Provided data:
════════════════

PR #418, opened 2020-11-01
split stream counts by direction

dryajov:
re-adding split counts for streams


libp2p/transports/tcptransport.nim
```diff
@@ -63,7 +63,15 @@ proc connHandler*(t: TcpTransport,
                   client: StreamTransport,
                   initiator: bool): Connection =
```
arnetheduck, line 64: probably easier to just pass direction in here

════════════════

Exercise aim:
Copy exactly, with no other lines, the stretch of the material that begins at the line containing "split stream counts by direction" and ends at its last line.

Solution to this task:
split stream counts by direction

dryajov:
re-adding split counts for streams


libp2p/transports/tcptransport.nim
```diff
@@ -63,7 +63,15 @@ proc connHandler*(t: TcpTransport,
                   client: StreamTransport,
                   initiator: bool): Connection =
```
arnetheduck, line 64: probably easier to just pass direction in here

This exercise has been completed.